Early medical care and treatment can address some of these musculoskeletal (muscle and bone related) problems. Surgery, called spinal fusion, is sometimes recommended to hold the bones in the together.
Other Health Issues
Many children with Down syndrome also have other health complications. Statistics show a higher incidence of infection, vision, hearing, thyroid, and respiratory problems. Nearly 40% of the children have congenital heart defects.
A woman of any number of years can give birth to a baby with Down syndrome, but the risk does go up with age. Screening tests (estimate the risk factor) and diagnostic tests (confirm or deny the diagnosis) are available during pregnancy.
A blood test is most often used to screen for Down syndrome and is usually done between week 15 and 22 of the pregnancy, with week 15 or 16 being the ideal. A sample is taken and markers are evaluated. The markers are normal substances in the mother’s blood that are secreted by the placenta or fetus. If Down syndrome is present, the levels of these markers will be affected.
In a test known as a triple screen, these markers are checked: unconjugated estriol (uE3), alpha-fetoprotein (AFP), and human chorionic gonadotropin (hCG). If it is a quadruple screen, in addition to the previous three, a marker called inhibin A is evaluated. Which test is given depends on the hospital and the doctor. In Down syndrome pregnancies, the hCG and inhibin A are twice as high as unaffected pregnancies, while the levels of AFP and uE3 tend to be 25%-30% lower.
The age of the fetus and the mother are important in calculating the result. If the gestational age of the fetus is unknown or uncertain, an ultrasound (sonogram) will be given to help determine it. There are other factors that can affect the test results, including diabetes, body weight, multiple gestation (twins, triplets, etc.), and race.

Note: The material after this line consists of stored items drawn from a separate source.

PR #652, opened 2019-10-12
- do json validation outside of connection

katherinebernstein:
- partition forEach in parallel (do we want this?)


katherinebernstein:
This parallelizes the upserts -- not sure if we want this due to connection limitations. Another option would be to keep the parallelization and move the semaphore from DataController to here.

katherinebernstein:
@geekbeast Right but since we're limited to 12 connections, if there are 10 requests that each write to 4 partitions, we'll likely get connection timeouts (even with the semaphore in DataController)

PR #653, opened 2019-10-16
Start range at one past max found id

geekbeast:


src/main/kotlin/com/openlattice/ids/IdCatchupEntryProcessor.kt
```diff
@@ -25,26 +24,26 @@ class IdCatchupEntryProcessor(hds: HikariDataSource) : AbstractRhizomeEntryProce
...
+                    ps.setObject(2, supremum)
 
-                    while (exists(ps, range.peek())) {
-                        range.nextId()
-                        counter++
-                        if ((counter % 10000) == 0) {
-                            logger.info("Incremented range with base {} by {}", range.base, counter)
-                        }
-                    }
+                    val id = id(ps.executeQuery())
```
you-leee: I think we need a ps.next() here to get the first result. 
Also, is it possible, that no id is in that range?

src/main/kotlin/com/openlattice/ids/IdCatchupEntryProcessor.kt
```diff
@@ -25,26 +24,26 @@ class IdCatchupEntryProcessor(hds: HikariDataSource) : AbstractRhizomeEntryProce
         private val logger = LoggerFactory.getLogger(IdCatchupEntryProcessor::class.java)
     }
 
-    override fun process(entry: MutableMap.MutableEntry<Int, Range>): Void? {
-        val range = checkNotNull(entry.value) //Range should never be null in the EP.
+    override fun process(entry: MutableMap.MutableEntry<Int, Range?>): Void? {
+        val range = entry.value!! //Range should never be null in the EP.
         var counter = 0
         val x = 1L shl 2
```
you-leee: This is not used anywhere

PR #655, opened 2019-10-21
LATTICE-2253 double max on last_write

you-leee:


src/main/kotlin/com/openlattice/data/storage/PostgresDataQueries.kt
```diff
@@ -105,7 +110,13 @@ internal fun selectEntitiesGroupedByIdAndPropertyTypeId(
  * Returns the correspondent column name used for the metadata option with a comma prefix.
  */
 private fun mapMetaDataToColumnSql(metadataOption: MetadataOption): String {
-    return ",${mapMetaDataToColumnName(metadataOption)}"
+    return when (metadataOption) {
```
katherinebernstein: does `mapMetaDataToColumnName` not need to be updated everywhere for this updated LAST_WRITE value?

you-leee: Nope, that is just mapping from MetadataOption -> PostgresColumn

PR #656, opened 2019-10-22
Bugfix/delete refactor and fixes

katherinebernstein:


src/main/kotlin/com/openlattice/graph/Graph.kt
```diff
@@ -487,6 +488,49 @@ class Graph(
         return neighbors
     }
 
+    override fun getEdgeEntitySetsConnectedToEntities(entitySetId: UUID, entityKeyIds: Set<UUID>): Set<UUID> {
+        val query = "SELECT DISTINCT ${EDGE_ENTITY_SET_ID.name} " +
+                "FROM ${E.name} " +
+                "WHERE (${SRC_ENTITY_SET_ID.name} = ? AND ${SRC_ENTITY_KEY_ID.name} = ANY(?) " +
```
you-leee: Just a minor thing, but can we use `SRC_IDS_SQL` and `DST_IDS_SQL` here?

src/main/kotlin/com/openlattice/data/DataGraphService.kt
```diff
@@ -228,59 +196,6 @@ open class DataGraphService(
...
-
-        // delete entities
-        val entityWriteEvent = eds.deleteEntities(entitySetId, entityKeyIds, authorizedPropertyTypes)
-
-        logger.info("Deleted {} entities and {} vertices.", entityWriteEvent.numUpdates, verticesCount)
-
-        return entityWriteEvent
-    }
-
     override fun deleteAssociationsBatch(
```
you-leee: I don't think this is used anymore, right? (same for clearAssociationsBatch)

makosblade:
If these are public APIs then we probably should update the docs as well

src/main/kotlin/com/openlattice/graph/Graph.kt
```diff
@@ -487,6 +488,49 @@ class Graph(
...
+                "OR (${DST_ENTITY_SET_ID.name} = ? AND ${DST_ENTITY_KEY_ID.name} = ANY(?) )"
+
+        return PostgresIterable(
```
makosblade: I *think* pref BPGI b/c it's the Kotlin version ¯\_(ツ)_/¯

src/main/kotlin/com/openlattice/graph/Graph.kt
```diff
@@ -487,6 +488,49 @@ class Graph(
...
+        ).toSet()
+    }
+
+
+    override fun getEdgeEntitySetsConnectedToEntitySet(entitySetId: UUID): Set<UUID> {
+        val query = "SELECT DISTINCT ${EDGE_ENTITY_SET_ID.name} " +
+                "FROM ${E.name} " +
+                "WHERE ${SRC_ENTITY_SET_ID.name} = ? OR ${DST_ENTITY_SET_ID.name} = ?"
+
+        return PostgresIterable(
```
makosblade: BPGI

src/main/kotlin/com/openlattice/data/storage/DataDeletionService.kt
```diff
@@ -0,0 +1,434 @@
...
+            entitySetId: UUID,
+            entityKeyIds: Set<UUID>,
+            deleteType: DeleteType,
+            principals: Set<Principal>
+    ): WriteEvent {
+        return clearOrDeleteEntities(entitySetId, entityKeyIds, deleteType, principals, skipAuthChecks = false)
+    }
+
+
+    // TODO rewrite this from scratch.
```
makosblade: 😢

src/main/kotlin/com/openlattice/graph/Graph.kt
katherinebernstein: ooh true!

src/main/kotlin/com/openlattice/graph/Graph.kt
katherinebernstein: +yes

src/main/kotlin/com/openlattice/data/storage/DataDeletionService.kt
```diff
@@ -0,0 +1,434 @@
...
+                .collect(Collectors.toSet())
+
+        if (unauthorizedAclKeys.isNotEmpty()) {
+            throw ForbiddenException("Unable to delete from entity set $entitySetId: missing required permissions " +
+                    "on associations for AclKeys $unauthorizedAclKeys")
+        }
+
+    }
+
+    private fun getAuthorizedPropertyTypesForDelete(
```
you-leee: Just a minor thing, but shouldn't we do the authorization checks in the controllers?

katherinebernstein: Theoretically yes, although the auth logic is pretty deep into the delete logic in multiple spots, and moving it into the controller would involve repeating a ton of logic in multiple places (which led to copy/paste and maintenance errors in our current implementation) as well as duplicating calls unnecessarily, so it seemed safer to me to add an auth-aware delete function in DataDeletionService.

you-leee: 👍

PR #657, opened 2019-10-22
Debugging/oh lawg

makosblade:
This PR:
- Updates a frequently used call (getLinkingIdsOfEntityKeyIds) to be used in a more centralized manner
- Refactors use pattern to prevent re-calling when the information is already in memory
- Makes invocations use partition instead of only using ekid


makosblade:
The merging or rebasing is impossible lolol

PR #660, opened 2019-10-30
fix updateVersionsForPropertyTypesInEntitiesInEntitySet for linking case

you-leee:


src/main/kotlin/com/openlattice/data/storage/PostgresDataQueries.kt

Because abnormal results can also be the result of other health conditions, the diagnosis is not official until it has been confirmed. The three diagnostic tests currently available are amniocentesis, chorionic villus sampling (CVS), and percutaneous umbilical blood sampling (PUBS).
In an amniocentesis procedure, a small amount of amniotic fluid from the sac surrounding the fetus is drawn out through a needle to be studied. This is performed between week 12 and 20.

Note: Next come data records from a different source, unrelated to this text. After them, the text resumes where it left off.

PR #665, opened 2019-11-05
Refine reading and writing of data.

geekbeast:
- Simplified query for reading data.
- Auto-commit is enabled for writing with proper transactional mechanics.
- Finalizing a write transaction propagates writes to linked entities. This code will also be useful in the future when needing to propagate changes from items that are linked together.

Chorionic villus sampling (CVS) is a procedure in which a small piece of chorionic villi (placental tissue) is taken from the uterus to be evaluated. This test is performed with ultra sound guidance and can be done through the abdomen (transabdominal) or cervix (transcervical), depending on the positioning of the placenta. This is test is performed between week 8 and 12.
Percutaneous umbilical blood sampling (PUBS) involves the insertion of a needle into the umbilical cord (tube connecting the fetus to the placenta) to retrieve a sample for observation.
Persons with Down syndrome have a life expectancy of approximately 55 years, and many live well beyond that. While they may have more obstacles and challenges to overcome than the average individual, with appropriate medical care most children and adults with this disorder live full and healthy lives.
Just like those of us without Down syndrome, each person is a unique individual with specific needs. Some of them need more help than others. Some have a hard time getting through grade school and some go beyond high school. Some adults can hold jobs and some can’t. But they all have feelings, hopes and dreams, and the need to be loved.
So much of their quality of life depends on not only the medical care they receive, but the love and support of friends and family. Some of these people are the most amazing individuals you will ever have the privilege of meeting. If you don’t believe me, call your local Special Olympics Program and find out when and where the next competition is being held. Then show up. You won’t be disappointed.